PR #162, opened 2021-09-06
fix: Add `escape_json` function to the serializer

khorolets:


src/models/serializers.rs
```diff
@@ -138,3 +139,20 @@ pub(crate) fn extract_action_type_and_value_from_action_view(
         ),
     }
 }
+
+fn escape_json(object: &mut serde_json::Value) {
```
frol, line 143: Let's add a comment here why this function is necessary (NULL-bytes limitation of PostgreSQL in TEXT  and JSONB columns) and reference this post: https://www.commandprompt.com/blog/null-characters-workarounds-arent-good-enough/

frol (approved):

════════════════════

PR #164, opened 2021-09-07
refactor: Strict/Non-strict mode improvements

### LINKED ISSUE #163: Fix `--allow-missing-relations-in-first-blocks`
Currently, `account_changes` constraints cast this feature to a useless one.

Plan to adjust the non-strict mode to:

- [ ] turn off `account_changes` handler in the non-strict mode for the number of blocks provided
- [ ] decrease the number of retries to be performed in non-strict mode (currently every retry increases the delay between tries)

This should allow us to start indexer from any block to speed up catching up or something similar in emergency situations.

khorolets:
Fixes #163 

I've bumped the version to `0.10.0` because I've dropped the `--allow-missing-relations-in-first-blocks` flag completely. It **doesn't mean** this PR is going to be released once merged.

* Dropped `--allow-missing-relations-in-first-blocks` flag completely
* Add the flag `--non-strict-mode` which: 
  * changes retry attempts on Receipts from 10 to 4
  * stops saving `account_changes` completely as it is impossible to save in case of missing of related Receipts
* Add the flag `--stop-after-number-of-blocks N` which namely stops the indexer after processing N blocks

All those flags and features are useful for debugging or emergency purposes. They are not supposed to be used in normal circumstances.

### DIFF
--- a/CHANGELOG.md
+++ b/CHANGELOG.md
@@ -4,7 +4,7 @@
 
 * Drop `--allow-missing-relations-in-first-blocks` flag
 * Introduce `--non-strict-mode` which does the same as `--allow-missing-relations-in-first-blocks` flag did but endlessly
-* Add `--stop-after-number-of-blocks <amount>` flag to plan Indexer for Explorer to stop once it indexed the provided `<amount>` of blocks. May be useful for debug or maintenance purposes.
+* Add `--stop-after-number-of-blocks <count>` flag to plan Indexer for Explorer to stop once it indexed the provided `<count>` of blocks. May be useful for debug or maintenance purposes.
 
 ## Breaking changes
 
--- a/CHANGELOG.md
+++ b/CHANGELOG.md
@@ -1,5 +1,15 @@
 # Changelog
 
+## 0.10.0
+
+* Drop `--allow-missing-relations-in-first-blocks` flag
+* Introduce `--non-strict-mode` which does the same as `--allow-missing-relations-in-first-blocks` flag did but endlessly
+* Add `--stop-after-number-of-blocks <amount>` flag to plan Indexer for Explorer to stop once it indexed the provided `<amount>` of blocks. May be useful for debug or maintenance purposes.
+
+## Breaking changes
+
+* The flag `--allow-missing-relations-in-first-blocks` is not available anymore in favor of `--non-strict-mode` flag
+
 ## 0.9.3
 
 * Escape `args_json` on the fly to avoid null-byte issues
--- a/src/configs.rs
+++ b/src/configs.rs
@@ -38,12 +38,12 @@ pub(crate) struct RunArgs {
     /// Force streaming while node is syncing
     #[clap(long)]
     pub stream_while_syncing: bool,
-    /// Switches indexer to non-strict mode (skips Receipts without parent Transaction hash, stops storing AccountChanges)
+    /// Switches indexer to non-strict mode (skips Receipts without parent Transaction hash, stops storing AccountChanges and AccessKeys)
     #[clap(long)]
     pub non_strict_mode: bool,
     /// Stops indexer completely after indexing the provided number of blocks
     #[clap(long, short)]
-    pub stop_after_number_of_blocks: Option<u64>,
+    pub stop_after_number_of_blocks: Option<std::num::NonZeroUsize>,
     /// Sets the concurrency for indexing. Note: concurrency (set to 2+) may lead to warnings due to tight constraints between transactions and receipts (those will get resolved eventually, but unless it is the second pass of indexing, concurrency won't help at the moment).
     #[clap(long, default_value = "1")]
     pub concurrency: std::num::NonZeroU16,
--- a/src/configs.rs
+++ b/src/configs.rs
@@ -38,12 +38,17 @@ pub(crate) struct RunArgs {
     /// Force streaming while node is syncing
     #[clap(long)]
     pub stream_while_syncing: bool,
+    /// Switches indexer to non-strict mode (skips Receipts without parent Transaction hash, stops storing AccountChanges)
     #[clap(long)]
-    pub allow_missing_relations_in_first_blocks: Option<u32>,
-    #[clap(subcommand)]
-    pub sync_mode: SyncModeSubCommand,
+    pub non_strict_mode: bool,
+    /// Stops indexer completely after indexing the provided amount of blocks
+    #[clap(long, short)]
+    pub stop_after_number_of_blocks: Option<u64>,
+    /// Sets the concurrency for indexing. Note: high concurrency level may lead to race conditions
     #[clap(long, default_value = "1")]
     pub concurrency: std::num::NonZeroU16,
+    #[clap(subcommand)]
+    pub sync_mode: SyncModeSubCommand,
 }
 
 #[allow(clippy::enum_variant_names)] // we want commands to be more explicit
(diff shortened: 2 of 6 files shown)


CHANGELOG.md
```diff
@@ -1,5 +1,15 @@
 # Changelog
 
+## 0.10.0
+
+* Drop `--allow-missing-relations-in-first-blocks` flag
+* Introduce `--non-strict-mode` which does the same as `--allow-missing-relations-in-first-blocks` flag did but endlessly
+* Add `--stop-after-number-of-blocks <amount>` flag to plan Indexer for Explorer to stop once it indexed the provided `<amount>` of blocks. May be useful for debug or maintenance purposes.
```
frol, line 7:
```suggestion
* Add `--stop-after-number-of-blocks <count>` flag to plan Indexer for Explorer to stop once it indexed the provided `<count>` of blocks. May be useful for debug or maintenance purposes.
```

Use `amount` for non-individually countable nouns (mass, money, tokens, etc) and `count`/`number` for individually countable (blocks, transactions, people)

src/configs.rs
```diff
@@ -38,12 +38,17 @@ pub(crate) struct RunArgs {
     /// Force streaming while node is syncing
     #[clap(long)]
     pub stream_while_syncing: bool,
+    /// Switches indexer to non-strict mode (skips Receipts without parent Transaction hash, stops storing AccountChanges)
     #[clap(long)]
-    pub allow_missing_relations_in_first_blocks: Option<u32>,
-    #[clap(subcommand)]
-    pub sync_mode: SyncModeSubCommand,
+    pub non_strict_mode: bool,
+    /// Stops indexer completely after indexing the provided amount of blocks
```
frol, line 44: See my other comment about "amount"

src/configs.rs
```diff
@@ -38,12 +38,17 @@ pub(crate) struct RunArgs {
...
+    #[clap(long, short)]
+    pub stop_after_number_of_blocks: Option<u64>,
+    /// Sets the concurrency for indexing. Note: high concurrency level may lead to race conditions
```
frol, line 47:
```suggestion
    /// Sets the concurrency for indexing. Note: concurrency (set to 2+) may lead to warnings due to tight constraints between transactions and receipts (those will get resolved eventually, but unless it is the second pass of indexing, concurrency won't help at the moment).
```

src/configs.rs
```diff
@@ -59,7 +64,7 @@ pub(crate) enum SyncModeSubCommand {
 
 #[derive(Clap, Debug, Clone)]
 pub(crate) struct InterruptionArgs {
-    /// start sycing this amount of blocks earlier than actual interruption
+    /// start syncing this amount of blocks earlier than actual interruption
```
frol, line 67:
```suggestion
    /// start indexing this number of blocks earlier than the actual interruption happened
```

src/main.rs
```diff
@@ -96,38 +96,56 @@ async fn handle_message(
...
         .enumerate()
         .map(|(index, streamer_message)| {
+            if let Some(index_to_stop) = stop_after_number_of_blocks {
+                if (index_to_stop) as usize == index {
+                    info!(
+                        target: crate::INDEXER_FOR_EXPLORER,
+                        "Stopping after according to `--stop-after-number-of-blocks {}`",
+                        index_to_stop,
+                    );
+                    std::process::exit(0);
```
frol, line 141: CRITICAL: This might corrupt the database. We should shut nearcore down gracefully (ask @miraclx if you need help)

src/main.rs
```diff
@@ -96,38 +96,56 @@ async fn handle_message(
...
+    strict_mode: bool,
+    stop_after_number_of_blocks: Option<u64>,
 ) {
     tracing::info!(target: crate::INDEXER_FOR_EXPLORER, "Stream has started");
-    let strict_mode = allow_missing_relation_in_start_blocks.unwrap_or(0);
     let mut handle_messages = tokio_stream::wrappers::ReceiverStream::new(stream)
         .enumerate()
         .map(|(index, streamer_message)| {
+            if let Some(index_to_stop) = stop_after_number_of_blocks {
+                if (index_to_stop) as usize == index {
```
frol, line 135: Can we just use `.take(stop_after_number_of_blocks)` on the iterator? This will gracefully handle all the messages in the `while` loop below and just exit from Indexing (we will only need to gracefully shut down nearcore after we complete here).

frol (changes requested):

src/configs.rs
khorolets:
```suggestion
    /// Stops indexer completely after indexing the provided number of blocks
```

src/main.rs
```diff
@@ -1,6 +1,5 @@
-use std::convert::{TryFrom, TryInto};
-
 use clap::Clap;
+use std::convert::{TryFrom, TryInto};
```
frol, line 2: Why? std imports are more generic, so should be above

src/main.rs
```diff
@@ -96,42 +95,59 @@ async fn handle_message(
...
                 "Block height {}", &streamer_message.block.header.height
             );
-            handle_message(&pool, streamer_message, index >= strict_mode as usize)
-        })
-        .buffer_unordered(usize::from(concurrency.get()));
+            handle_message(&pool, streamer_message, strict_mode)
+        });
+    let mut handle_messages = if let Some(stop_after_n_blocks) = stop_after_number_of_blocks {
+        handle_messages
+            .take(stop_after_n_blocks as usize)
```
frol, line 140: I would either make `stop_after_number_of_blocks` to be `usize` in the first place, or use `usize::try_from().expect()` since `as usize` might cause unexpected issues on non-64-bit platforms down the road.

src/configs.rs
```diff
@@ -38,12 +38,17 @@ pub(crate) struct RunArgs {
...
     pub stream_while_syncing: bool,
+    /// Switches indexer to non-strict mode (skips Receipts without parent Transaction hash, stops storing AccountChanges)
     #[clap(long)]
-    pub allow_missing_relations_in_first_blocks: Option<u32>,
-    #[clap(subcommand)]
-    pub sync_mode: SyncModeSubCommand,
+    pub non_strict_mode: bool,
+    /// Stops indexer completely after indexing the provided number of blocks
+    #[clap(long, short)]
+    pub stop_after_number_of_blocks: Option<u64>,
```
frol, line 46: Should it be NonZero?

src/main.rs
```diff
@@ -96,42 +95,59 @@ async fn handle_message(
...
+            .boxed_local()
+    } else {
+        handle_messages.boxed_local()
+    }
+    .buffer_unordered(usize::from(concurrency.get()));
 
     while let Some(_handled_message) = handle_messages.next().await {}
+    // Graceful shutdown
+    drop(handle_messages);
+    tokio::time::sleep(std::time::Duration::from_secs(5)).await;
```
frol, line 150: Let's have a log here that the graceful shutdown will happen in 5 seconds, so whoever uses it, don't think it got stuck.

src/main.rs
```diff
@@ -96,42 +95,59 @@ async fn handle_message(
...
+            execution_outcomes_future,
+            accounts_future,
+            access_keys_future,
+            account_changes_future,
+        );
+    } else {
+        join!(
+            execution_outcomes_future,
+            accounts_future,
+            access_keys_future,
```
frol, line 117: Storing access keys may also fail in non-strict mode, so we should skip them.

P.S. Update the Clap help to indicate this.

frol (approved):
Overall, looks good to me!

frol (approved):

════════════════════

_Aim of the task_. Tally the lines of the entries above that hold the word "nearcore"; the number is the whole answer.

_Answer for this exercise_. 2